In the first I dreamed Sonya and I had gone back to Conway for a graduation. Conway, Arkansas is where we went to college - a sleepy, near-country college town in a dry county. Nothing like what I dreamed would ever happen there.

In the dream, Conway had become a thriving Metropolis, with skyscrapers, bars and an active populace. They were having a Mardi Gras-like celebration, complete with balconies full of people throwing beads, funny feathered masks and all night parties. This would never, ever happen in Conway. It was wild. Sonya and I stayed out all night in this dream, drinking and catching beads. It was fun, but totally wrong when I woke up.

In the second dream Sonya and I had gone back to Chicago - on business this time, though. However, we also had my niece and nephew with us. This wouldn't be a big deal, except in the dream my niece and nephew were babies. They're actually 14 and 17, in real life. Again, very strange.

So we were making our way through Chicago trying to get to a train that would take us back to our hotel. Sonya got in the wrong line, though, and we ended up in this huge, covered stadium, where Beck and Fatboy Slim were DJing a gigantic roller-disco event. Sonya put down the baby she was carrying and put on some skates.

"But Sonya," I whined, "I need to get the babies back to the hotel."

"Well, go on," she said, skating off, "I put the babies over there." She pointed up a ladder and through a doorway. I went where she had pointed and the babies were gone. I enlisted the help of the stadium security, after convincing them that I was not some sort of protester. They were worried about that for some reason.

I prefer not to consider the subconscious meaning of that dream. They worry Sonya as well.

The last dream was the most sinister. It was back in the Conway-The-Big-City of the first dream. This time, though, we were on a pier looking across a cypress-clogged lake towards the city. Behind us was a castle in the middle of the lake.

Things were strange immediately. There were several vast, sucking whirlpools on the surface of the lake, and the ground and islands around the pier were littered with the bodies of thousands of dead birds, all white, all of a water-living variety (pelicans, egrets, seagulls and the like).

The owner of the castle looked a bit like Gheorge Muresan, the gigantic NBA player. He always wore black, though, and wraparound sunglasses. It turned out he was a vampire who had killed his wife and child.
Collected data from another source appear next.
PR #4498, opened 2022-03-26
Improve log output for binary response when debug logging or pprof enabled

christian1607:
This change omits the response body when using compression on metrics endpoint and when pprof is enabled.

Signed-off-by: Christian Altamirano <christian.altamirano.ayala@gmail.com>


srenatus (approved):
Thanks a lot!

PR #4502, opened 2022-03-28
runtime/logging: only suppress payloads for handlers that compress responses

srenatus:
To get compressed responses, two things need to be true:

1. The client must accept compressed responses
2. The handler must reply with a compressed response

For general API requests, (1) holds most of the time. (2) is only true
for the metrics endpoint at them moment, since the 3rd party library we
use for serving the prometheus endpoint will do compression.


topdown/eval.go
```diff
@@ -664,18 +664,12 @@ func (e *eval) evalNotPartialSupport(negationID uint64, expr *ast.Expr, unknowns
 	}
 
 	// Save expression that refers to support rule set.
-
-	terms := expr.Terms
-	expr.Terms = nil // Prevent unnecessary copying the terms.
-	cpy := expr.Copy()
-	expr.Terms = terms
+	cpy := copyExprSansTerms(expr)
```
ashutosh-narkar, line 667: Is this change related to the payload suppress change ?

ashutosh-narkar:
Is there a way to see the output difference between the existing and new behavior ?

topdown/eval.go
srenatus: 🙈 this is where it went. I had been looking for that. It's #4503. Will fix this PR.

srenatus:
> Is there a way to see the output difference between the existing and new behavior ?

Currently no logs are ever included if the client accepts gzip. So we're fixing a bug 😄 I can look into adding a test tomorrow 👍

anderseknert (approved):
LGTM! Quite some tests!

PR #4503, opened 2022-03-28
topdown/eval: copy without modifying expr, update test/e2e/concurrency

srenatus:
What we previously did turned into a race condition with multiple
concurrent calls to /v1/compile.

With a change introduced with 0.38.0 (the `every` keyword), the
`nil` Terms of an `ast.Expr` node was surfaced: previously, it would
go unnoticed, but could potentially have yielded bad results.

The effect of this change is proven using a new e2e test that would
fail on the code we had previous.

### DIFF
--- a/topdown/eval.go
+++ b/topdown/eval.go
@@ -664,18 +664,12 @@ func (e *eval) evalNotPartialSupport(negationID uint64, expr *ast.Expr, unknowns
 	}
 
 	// Save expression that refers to support rule set.
-
-	terms := expr.Terms
-	expr.Terms = nil // Prevent unnecessary copying the terms.
-	cpy := expr.Copy()
-	expr.Terms = terms
+	cpy := expr.CopyWithoutTerms()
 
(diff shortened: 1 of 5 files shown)


topdown/eval.go
```diff
@@ -3258,3 +3252,12 @@ func suppressEarlyExit(err error) error {
 	}
 	return ee.prev // nil if we're done
 }
+
+func copyExprSansTerms(expr *ast.Expr) *ast.Expr {
```
tsandall, line 3256: 💭 I wonder if we should expose this on the ast.Expr struct itself... the reason being if we introduce other fields into ast.Expr, I could imagine missing this function and introducing a subtle bug.

tsandall (approved):
Nice find. See my comment about insulating from future bugs. Otherwise, LGTM.

topdown/eval.go
srenatus: Updated.

PR #4505, opened 2022-03-28
sdk: avoid using different state

Iceber:
Ensure that the same state is processed in the `executeTransaction`.

### DIFF
--- a/sdk/opa.go
+++ b/sdk/opa.go
@@ -224,15 +224,15 @@ func (opa *OPA) Decision(ctx context.Context, options DecisionOptions) (*Decisio
 	result, err := opa.executeTransaction(
 		ctx,
 		&record,
-		func(result *DecisionResult) {
+		func(s state, result *DecisionResult) {
 			result.Result, record.InputAST, record.Bundles, record.Error = evaluate(ctx, evalArgs{
-				runtime:         opa.state.manager.Info,
-				printHook:       opa.state.manager.PrintHook(),
-				compiler:        opa.state.manager.GetCompiler(),
-				store:           opa.state.manager.Store,
+				runtime:         s.manager.Info,
+				printHook:       s.manager.PrintHook(),
+				compiler:        s.manager.GetCompiler(),
+				store:           s.manager.Store,
+				queryCache:      s.queryCache,
+				interQueryCache: s.interQueryBuiltinCache,
 				txn:             record.Txn,
-				queryCache:      opa.state.queryCache,
-				interQueryCache: opa.state.interQueryBuiltinCache,
 				now:             record.Timestamp,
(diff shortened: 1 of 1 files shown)


srenatus:
Hi! Thanks for contributing.

While the code change in question looks reasonable (but I've merely skimmed it so far), can you please provide some context for this change? What did you find when using the SDK, and how does this remedy the situation? 🤔

sdk/opa.go
```diff
@@ -300,7 +300,7 @@ func (opa *OPA) executeTransaction(ctx context.Context, record *server.Info, wor
 
 	if record.Error == nil {
 		defer s.manager.Store.Abort(ctx, record.Txn)
-		work(result)
+		work(s, result)
```
anderseknert, line 303: Should this not be `state` as that's what the argument name is?

srenatus: The argument to `executeTransaction` is a function of type `func(state state, result *DecisionResult))` _named_ `work`. So this is OK.

sdk/opa.go
```diff
@@ -272,7 +272,7 @@ func newDecisionResult() (*DecisionResult, error) {
 	return result, nil
 }
 
-func (opa *OPA) executeTransaction(ctx context.Context, record *server.Info, work func(result *DecisionResult)) (*DecisionResult, error) {
+func (opa *OPA) executeTransaction(ctx context.Context, record *server.Info, work func(state state, result *DecisionResult)) (*DecisionResult, error) {
```
srenatus, line 275: [nit] to avoid confusion
```suggestion
func (opa *OPA) executeTransaction(ctx context.Context, record *server.Info, work func(state, *DecisionResult)) (*DecisionResult, error) {
```

sdk/opa.go
anderseknert: Ah, thanks 👍

Iceber:
@srenatus When reading the code, I noticed that when operating on opa.state, locking is usually done to avoid race, whereas here `opa.state` is used directly, and by comparing the previous changes, I found that https://github.com/open-policy-agent/opa/pull/4240 changed the [previous behavior](https://github.com/open-policy-agent/opa/blob/3cdbad64e25aabb58a8900fe79da518b10e16c75/sdk/opa.go#L226-L265)

srenatus (dismissed):
LGTM. Sound argument for changing the code :+1:

Sugar coating would be a failing test that is fixed by this, but it looks OK as-is, too.

Iceber:
@srenatus There are always test failures, but they don't seem to be related to this pr.

srenatus:
@Iceber yep, sorry about that. Don't worry, we'll take it from here. Thanks again!

PR #4507, opened 2022-03-28
adding adjustments for logging level

### LINKED ISSUE #4373: Deprecate or promote WARN level in logging package
Although used sparingly, our logging implementation supports a WARN level. This is however currently not possible to set as the `--log-level` of the server, and the default implementation of `.Warn` currently just [defers](https://github.com/open-policy-agent/opa/blob/main/logging/logging.go#L145) to log at ERROR level, making it somewhat confusing/misleading.

I'd suggest either deprecate/remove the WARN level and rewrite the few places where it's used to log at INFO or ERROR, or that we promote WARN to a distinct logging level available as a `--log-level` option.

damienjburks:
Fixes #4373


logging/logging.go
```diff
@@ -110,7 +110,7 @@ func (l *StandardLogger) GetLevel() Level {
 	var level Level
 	switch logrusLevel {
 	case logrus.ErrorLevel:
-		level = Error
+		level = Warn
```
anderseknert, line 113: I wonder if this will be confusing, as setting the log level to error and then immediately calling `GetLevel` will return something else than what was set? 🤔 Can we get away with just setting the level to Warn while still reporting it as Error?

damienjburks: That's something I also have a question about. When you say:

When --log-level=error is set, set the "real" log level to warn to include both warnings and errors

Are you asking for the ability to log both warnings and errors simultaneously or grouped together? Or should the error logs be masked as Warn logs?

I think that would help with my confusion as well.

anderseknert: Ideally I'd want this, if possible: `--log-level error` sets the internal log level to Warn, making it so that calls to both `logger.Error` and `logger.Warn` are logged (at `error` level and `warn` respectively). Error logs should not be masked as Warn. I think this is pretty much what you have here already.. just ideally, when you say `GetLevel` you will see `Error` even if internally the "real" log level is `Warn`. Does that make sense?

damienjburks: So essentially, when the log-level is set to error, you'd want both warn and error level logs to be logged instead of just error or vice versa. That's my current understanding.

Somehow Sonya and I and a few other people found out about this and went to retrieve the heads of the these two from the swamp where they had been hidden.

After we found the heads, we had to swim back to the castle (the castle, of course, being accessible only by water). After we entered the castle the vampire met us, found the heads and then proceeded to tear my little group to bits - but not before stabbing me through the throat with a long, nasty-looking sword.

I suppose I shouldn't eat red beans and rice so soon before bed, huh?